EXERCISE DIRECTIONS:
When a line of the entries contains the word "mine", report that line.

SUPPLIED RECORDS:
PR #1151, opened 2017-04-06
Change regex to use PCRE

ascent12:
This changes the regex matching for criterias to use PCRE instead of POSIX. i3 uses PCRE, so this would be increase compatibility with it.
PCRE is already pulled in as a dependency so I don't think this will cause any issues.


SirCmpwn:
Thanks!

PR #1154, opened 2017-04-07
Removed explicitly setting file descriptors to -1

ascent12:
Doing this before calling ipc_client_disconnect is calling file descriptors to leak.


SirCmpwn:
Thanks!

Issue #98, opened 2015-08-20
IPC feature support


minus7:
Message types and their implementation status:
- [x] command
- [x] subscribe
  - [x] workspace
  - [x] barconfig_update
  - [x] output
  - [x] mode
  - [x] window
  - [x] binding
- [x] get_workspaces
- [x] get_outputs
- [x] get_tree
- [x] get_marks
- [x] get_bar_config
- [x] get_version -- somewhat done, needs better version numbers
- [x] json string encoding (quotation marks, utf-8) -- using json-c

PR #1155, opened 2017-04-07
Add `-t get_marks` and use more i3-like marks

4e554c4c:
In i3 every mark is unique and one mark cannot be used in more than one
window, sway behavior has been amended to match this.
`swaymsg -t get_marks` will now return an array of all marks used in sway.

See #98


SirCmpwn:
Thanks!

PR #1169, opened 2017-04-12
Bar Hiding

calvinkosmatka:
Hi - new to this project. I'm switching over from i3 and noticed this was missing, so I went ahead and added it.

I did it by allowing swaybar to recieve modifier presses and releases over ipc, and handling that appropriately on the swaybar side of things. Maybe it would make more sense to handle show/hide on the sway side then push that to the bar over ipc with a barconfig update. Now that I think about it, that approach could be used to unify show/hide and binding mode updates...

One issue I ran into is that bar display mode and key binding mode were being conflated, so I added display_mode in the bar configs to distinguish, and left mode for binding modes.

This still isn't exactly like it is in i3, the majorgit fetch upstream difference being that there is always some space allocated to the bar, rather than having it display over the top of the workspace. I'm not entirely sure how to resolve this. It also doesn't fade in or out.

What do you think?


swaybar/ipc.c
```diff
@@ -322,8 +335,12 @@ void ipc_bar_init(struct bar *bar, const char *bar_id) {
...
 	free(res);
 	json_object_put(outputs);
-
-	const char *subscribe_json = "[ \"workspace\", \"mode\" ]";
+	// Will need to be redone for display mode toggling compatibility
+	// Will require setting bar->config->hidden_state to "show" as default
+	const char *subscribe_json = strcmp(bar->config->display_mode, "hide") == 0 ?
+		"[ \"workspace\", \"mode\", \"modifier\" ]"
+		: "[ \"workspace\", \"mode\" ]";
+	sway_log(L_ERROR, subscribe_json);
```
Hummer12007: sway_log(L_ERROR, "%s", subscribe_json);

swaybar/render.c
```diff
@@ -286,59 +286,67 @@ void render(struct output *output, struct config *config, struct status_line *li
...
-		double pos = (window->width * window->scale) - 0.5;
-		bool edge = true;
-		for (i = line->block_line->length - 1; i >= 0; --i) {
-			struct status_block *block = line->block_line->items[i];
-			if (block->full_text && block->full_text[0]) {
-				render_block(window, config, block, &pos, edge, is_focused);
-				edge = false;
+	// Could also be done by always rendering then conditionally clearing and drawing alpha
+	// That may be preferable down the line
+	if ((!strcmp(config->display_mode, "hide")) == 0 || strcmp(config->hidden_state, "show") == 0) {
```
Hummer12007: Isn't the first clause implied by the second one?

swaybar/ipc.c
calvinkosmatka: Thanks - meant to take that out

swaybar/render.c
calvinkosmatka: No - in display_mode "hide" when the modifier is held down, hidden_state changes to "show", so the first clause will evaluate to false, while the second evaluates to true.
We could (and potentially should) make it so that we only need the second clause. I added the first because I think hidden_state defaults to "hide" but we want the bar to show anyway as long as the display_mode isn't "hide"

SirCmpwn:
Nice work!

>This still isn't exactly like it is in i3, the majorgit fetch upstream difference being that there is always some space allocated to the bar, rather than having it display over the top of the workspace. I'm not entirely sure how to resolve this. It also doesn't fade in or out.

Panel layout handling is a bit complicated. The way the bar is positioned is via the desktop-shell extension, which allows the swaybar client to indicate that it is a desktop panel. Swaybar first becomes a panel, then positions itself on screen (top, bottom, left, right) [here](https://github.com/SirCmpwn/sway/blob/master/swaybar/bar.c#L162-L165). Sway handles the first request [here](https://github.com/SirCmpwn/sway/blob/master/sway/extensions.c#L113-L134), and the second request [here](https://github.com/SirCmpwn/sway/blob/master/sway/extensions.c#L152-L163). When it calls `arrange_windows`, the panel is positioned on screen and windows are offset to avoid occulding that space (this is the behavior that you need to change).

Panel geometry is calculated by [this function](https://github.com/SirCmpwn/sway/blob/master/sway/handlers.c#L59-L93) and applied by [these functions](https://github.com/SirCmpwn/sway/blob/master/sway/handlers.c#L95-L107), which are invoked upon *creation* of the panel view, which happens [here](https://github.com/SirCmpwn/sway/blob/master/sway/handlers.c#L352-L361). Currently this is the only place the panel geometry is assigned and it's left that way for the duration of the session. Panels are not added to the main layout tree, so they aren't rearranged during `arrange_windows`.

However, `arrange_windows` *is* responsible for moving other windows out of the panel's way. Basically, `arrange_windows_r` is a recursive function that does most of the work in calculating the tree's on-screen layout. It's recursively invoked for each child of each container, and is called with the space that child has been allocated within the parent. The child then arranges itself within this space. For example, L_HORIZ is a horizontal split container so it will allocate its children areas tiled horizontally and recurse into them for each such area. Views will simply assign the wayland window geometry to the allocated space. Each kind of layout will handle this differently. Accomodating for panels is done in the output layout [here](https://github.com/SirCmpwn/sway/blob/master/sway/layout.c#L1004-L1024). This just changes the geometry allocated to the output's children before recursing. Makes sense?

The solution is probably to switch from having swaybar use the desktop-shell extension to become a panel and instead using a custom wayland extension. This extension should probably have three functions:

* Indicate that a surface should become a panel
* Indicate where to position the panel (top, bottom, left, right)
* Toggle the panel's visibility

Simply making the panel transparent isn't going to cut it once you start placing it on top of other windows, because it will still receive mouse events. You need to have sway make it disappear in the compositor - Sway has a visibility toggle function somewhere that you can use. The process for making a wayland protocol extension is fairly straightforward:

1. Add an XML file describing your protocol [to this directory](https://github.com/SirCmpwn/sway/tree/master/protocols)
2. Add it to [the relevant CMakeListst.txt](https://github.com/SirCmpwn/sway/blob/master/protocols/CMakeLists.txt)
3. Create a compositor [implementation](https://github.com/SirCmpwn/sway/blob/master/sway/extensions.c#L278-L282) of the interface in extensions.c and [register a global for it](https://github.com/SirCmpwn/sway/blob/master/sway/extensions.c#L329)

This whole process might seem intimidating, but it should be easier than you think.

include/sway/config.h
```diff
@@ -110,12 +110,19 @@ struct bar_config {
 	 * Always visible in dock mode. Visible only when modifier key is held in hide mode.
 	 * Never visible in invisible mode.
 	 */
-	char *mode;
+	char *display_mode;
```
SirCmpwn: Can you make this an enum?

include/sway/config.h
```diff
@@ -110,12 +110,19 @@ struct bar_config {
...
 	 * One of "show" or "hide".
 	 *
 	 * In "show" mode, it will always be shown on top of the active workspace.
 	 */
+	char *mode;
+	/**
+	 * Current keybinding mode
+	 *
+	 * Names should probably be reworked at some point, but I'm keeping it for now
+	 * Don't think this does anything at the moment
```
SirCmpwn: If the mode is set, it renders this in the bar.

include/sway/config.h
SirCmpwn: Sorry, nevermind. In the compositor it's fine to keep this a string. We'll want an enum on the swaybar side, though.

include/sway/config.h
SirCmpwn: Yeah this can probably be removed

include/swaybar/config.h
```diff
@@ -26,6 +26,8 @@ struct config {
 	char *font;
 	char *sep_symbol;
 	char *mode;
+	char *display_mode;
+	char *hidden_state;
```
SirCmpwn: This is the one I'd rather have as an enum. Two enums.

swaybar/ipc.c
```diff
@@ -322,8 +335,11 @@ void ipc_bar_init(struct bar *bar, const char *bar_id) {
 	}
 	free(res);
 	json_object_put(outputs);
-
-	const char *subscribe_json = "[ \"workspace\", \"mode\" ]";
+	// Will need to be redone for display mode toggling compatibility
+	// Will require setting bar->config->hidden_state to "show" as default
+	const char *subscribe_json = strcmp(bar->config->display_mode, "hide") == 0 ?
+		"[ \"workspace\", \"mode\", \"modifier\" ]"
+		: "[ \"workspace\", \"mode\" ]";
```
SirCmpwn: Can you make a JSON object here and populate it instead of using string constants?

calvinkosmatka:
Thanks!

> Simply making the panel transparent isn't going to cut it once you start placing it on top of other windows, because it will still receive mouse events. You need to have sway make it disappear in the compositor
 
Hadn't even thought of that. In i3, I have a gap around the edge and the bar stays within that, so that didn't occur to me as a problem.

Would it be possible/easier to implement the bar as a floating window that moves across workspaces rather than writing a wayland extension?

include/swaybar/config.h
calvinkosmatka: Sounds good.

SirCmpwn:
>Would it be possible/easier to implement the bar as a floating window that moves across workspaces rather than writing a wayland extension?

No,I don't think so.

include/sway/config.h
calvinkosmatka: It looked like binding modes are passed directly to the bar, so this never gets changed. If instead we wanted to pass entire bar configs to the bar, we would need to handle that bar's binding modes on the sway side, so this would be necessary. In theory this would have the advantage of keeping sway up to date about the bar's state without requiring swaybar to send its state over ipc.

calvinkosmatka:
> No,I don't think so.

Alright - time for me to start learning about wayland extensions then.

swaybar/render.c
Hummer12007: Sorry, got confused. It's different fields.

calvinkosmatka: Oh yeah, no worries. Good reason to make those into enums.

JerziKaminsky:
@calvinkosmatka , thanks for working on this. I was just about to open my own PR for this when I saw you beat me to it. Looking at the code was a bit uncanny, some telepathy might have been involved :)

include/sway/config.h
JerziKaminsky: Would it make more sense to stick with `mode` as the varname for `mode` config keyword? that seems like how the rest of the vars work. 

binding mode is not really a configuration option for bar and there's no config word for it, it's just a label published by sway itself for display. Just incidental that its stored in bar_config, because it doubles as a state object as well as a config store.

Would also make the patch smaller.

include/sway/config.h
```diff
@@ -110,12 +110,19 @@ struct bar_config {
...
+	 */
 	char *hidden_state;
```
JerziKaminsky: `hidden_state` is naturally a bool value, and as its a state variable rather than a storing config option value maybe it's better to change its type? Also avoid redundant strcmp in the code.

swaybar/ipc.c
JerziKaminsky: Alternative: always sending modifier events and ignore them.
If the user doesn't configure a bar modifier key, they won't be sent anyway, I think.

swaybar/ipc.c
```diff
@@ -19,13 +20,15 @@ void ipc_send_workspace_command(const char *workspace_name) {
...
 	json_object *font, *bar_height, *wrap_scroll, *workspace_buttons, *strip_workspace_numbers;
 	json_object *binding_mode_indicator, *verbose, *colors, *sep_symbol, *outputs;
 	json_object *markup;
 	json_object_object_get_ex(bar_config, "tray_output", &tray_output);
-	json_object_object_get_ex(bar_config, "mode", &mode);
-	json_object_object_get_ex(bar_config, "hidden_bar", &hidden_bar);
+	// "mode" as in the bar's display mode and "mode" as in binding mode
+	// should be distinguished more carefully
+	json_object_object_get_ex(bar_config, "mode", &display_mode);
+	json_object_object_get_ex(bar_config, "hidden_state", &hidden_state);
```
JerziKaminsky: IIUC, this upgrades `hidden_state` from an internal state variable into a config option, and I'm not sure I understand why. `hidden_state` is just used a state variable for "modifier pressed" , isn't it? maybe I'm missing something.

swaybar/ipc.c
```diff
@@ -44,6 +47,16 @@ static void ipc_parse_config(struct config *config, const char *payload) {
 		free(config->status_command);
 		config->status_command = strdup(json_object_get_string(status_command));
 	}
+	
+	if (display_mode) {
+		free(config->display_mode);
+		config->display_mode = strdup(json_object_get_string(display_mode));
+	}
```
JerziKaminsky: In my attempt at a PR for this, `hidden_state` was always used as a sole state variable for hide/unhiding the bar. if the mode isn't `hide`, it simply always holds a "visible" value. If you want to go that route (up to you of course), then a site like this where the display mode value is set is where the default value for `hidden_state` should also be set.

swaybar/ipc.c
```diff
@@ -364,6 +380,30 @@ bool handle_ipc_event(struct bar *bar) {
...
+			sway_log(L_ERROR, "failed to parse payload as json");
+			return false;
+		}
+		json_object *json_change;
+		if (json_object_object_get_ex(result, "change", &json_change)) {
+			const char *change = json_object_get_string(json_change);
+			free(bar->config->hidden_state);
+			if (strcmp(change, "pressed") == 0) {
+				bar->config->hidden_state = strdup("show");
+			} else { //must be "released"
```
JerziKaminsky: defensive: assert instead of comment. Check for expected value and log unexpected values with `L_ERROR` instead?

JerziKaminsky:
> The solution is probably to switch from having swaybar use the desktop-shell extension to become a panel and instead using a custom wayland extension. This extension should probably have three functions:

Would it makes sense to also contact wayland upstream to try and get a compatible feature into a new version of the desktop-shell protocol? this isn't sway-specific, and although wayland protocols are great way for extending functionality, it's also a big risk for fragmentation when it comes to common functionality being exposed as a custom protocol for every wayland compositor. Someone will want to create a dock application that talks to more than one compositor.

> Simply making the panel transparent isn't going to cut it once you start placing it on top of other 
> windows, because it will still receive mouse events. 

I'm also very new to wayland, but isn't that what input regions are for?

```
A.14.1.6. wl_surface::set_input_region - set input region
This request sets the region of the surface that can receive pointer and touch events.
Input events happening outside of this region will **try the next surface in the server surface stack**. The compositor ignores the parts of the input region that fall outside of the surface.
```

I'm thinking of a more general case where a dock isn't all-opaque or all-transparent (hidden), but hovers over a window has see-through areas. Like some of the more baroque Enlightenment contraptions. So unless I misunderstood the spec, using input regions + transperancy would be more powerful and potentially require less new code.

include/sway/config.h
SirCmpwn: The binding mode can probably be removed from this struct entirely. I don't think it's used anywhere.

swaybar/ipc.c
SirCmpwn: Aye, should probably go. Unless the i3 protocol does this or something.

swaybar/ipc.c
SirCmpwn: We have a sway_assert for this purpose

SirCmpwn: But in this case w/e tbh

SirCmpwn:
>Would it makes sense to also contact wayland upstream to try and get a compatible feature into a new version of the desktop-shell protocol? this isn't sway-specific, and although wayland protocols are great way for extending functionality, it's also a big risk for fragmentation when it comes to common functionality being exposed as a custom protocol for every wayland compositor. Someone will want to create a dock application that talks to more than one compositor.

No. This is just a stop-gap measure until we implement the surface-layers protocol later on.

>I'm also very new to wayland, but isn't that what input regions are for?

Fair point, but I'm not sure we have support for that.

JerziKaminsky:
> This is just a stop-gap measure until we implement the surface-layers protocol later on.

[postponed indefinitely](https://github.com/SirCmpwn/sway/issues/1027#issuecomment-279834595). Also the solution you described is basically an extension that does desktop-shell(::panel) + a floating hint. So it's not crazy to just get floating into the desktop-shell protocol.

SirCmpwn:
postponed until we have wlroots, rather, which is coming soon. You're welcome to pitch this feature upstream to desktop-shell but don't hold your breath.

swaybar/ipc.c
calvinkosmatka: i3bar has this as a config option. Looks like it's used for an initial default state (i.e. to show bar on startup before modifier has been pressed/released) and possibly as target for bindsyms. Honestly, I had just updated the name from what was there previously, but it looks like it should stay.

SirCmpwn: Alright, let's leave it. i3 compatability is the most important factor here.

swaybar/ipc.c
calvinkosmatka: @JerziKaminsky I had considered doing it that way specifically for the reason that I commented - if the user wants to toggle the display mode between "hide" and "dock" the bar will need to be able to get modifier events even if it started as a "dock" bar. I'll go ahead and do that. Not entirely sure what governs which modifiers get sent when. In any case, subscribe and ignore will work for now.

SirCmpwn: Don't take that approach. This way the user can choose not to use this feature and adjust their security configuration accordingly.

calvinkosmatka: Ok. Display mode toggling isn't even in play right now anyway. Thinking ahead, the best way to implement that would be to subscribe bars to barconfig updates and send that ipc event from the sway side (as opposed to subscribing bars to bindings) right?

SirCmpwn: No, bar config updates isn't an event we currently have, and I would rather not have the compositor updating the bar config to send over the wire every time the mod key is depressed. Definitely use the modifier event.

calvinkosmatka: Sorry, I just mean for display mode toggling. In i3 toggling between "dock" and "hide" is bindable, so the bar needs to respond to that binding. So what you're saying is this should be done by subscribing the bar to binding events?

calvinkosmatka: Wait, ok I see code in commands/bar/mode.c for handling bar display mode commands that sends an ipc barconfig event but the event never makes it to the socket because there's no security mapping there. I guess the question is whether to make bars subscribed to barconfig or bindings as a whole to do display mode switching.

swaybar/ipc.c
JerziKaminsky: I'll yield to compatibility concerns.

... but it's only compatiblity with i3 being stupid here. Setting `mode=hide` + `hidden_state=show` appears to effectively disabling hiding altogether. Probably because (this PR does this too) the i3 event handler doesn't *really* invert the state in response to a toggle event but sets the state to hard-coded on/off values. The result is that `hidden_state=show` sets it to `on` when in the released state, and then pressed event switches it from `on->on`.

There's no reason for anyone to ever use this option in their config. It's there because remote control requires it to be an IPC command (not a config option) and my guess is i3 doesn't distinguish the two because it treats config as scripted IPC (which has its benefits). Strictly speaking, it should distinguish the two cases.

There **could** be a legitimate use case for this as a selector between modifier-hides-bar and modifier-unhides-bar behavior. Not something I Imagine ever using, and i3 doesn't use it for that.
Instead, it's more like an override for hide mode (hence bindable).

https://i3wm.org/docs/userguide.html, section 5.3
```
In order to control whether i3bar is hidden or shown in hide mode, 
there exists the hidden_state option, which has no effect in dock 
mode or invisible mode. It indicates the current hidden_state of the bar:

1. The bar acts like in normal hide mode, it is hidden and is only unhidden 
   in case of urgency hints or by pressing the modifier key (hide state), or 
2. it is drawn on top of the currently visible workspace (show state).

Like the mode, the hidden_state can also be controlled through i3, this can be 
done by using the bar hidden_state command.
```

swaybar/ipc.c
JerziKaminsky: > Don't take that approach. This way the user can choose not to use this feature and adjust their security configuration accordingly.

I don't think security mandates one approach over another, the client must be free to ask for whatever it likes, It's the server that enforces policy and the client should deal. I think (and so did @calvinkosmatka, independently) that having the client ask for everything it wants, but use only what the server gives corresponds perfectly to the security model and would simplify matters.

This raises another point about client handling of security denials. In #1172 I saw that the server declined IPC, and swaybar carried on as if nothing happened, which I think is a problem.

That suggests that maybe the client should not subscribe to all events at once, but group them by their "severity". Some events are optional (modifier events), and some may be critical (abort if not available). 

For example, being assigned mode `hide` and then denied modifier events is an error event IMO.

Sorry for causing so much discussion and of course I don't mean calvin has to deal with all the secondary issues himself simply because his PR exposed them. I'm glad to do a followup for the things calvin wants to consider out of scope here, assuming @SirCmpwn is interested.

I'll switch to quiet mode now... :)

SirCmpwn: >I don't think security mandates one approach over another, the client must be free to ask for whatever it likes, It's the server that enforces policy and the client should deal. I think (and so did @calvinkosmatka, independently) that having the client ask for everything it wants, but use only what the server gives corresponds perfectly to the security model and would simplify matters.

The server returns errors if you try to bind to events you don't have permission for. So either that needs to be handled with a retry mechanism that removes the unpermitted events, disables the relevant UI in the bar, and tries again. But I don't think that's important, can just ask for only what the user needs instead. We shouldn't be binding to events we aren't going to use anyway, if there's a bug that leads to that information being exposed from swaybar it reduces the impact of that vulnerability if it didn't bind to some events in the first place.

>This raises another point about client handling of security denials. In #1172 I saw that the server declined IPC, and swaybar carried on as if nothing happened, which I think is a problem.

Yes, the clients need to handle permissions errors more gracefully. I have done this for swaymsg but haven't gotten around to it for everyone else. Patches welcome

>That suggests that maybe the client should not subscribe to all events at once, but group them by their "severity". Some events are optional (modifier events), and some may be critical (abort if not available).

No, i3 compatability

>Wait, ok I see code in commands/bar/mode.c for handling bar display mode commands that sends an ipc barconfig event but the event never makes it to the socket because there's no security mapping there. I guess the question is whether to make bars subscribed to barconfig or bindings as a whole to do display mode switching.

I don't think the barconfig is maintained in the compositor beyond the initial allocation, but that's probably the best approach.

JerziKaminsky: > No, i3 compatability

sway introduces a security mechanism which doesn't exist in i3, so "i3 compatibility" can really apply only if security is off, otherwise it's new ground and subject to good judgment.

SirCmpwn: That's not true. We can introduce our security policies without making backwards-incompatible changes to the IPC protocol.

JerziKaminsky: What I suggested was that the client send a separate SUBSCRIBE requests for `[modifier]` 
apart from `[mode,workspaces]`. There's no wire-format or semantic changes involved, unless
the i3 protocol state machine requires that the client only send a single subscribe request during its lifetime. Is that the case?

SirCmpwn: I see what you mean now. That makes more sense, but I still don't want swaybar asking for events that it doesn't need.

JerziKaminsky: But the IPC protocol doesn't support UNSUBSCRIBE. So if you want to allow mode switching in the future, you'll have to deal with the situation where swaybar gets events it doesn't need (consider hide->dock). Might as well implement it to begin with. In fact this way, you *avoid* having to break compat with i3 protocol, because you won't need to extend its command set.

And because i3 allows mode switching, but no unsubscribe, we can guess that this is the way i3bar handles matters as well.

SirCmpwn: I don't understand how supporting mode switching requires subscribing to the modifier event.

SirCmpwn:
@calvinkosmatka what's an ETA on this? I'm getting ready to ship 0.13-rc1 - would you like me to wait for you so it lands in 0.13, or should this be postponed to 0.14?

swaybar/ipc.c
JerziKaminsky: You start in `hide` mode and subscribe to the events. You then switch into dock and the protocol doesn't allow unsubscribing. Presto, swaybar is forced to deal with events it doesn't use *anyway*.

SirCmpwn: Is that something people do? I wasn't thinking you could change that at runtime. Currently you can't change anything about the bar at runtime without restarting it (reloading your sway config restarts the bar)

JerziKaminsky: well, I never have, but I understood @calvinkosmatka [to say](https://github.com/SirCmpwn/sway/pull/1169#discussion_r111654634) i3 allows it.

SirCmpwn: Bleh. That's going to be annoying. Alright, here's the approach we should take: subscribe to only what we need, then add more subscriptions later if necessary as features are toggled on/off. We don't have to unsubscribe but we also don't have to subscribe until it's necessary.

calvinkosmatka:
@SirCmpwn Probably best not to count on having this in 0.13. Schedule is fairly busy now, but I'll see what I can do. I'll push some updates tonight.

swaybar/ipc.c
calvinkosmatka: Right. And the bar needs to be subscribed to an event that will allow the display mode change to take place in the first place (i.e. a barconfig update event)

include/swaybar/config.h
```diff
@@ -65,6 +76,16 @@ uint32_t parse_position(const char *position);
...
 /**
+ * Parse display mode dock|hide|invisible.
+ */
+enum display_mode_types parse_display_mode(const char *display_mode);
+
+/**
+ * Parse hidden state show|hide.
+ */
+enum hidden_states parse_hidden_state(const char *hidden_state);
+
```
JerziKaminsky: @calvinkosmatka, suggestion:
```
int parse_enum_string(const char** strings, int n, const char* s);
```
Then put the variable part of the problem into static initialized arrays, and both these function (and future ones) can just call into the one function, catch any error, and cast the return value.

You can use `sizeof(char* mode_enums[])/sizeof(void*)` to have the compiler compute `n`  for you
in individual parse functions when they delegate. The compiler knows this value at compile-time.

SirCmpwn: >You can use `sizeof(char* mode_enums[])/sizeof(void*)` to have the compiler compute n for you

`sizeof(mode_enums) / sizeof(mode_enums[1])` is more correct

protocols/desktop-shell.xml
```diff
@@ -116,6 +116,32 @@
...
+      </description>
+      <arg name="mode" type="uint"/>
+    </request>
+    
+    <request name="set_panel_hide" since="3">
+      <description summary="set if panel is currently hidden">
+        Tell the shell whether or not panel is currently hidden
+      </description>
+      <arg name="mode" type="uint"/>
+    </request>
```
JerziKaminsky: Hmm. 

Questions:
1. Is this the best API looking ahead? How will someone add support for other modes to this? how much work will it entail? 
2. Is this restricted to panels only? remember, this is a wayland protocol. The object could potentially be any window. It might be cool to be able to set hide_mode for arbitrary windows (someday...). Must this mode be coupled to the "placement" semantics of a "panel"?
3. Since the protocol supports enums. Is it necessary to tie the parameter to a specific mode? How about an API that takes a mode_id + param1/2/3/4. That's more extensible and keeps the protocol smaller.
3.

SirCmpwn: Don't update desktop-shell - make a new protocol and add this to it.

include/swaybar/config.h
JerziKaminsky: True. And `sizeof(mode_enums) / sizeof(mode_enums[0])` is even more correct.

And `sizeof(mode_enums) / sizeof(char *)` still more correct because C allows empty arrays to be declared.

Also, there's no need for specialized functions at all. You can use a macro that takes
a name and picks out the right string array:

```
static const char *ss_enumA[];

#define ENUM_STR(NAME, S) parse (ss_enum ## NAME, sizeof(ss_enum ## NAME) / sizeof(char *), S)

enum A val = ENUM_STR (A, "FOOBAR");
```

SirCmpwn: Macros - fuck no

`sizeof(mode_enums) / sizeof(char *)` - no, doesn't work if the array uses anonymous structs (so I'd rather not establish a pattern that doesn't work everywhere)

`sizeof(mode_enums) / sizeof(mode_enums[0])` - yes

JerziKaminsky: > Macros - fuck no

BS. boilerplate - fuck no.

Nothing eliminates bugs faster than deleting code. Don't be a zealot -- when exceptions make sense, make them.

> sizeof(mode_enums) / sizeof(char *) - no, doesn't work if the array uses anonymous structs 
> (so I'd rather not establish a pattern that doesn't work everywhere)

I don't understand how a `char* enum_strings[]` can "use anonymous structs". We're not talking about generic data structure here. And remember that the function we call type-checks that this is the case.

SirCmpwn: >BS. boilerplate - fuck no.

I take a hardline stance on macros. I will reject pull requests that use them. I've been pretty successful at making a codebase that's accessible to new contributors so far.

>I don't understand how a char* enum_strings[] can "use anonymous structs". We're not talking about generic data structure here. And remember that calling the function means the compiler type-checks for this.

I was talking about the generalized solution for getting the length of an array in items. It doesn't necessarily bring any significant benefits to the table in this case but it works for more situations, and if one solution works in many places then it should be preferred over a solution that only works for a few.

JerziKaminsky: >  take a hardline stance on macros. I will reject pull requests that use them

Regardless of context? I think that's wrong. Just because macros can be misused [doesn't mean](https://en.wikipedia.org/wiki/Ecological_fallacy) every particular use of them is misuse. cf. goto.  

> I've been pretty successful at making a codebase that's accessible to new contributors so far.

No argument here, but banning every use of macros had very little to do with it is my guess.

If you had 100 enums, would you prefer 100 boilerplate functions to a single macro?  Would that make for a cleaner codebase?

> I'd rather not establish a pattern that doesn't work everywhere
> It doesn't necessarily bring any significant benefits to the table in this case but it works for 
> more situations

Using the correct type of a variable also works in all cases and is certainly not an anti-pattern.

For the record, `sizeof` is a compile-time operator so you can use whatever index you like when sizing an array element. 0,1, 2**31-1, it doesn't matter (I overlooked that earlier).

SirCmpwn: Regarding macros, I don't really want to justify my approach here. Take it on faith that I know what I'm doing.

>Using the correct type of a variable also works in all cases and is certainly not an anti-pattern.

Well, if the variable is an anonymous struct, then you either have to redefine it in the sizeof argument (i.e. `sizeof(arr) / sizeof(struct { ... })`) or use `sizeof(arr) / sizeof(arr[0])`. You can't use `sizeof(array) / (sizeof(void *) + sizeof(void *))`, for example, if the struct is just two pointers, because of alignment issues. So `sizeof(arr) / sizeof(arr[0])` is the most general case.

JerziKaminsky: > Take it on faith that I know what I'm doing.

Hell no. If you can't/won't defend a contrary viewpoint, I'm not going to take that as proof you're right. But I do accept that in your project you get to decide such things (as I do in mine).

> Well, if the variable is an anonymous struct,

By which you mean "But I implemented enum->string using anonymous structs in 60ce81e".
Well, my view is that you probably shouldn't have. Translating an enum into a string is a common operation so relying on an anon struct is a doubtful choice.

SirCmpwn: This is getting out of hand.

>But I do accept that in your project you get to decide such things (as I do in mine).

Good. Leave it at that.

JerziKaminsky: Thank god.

SOLVED EXERCISE:
Hell no. If you can't/won't defend a contrary viewpoint, I'm not going to take that as proof you're right. But I do accept that in your project you get to decide such things (as I do in mine).
>But I do accept that in your project you get to decide such things (as I do in mine).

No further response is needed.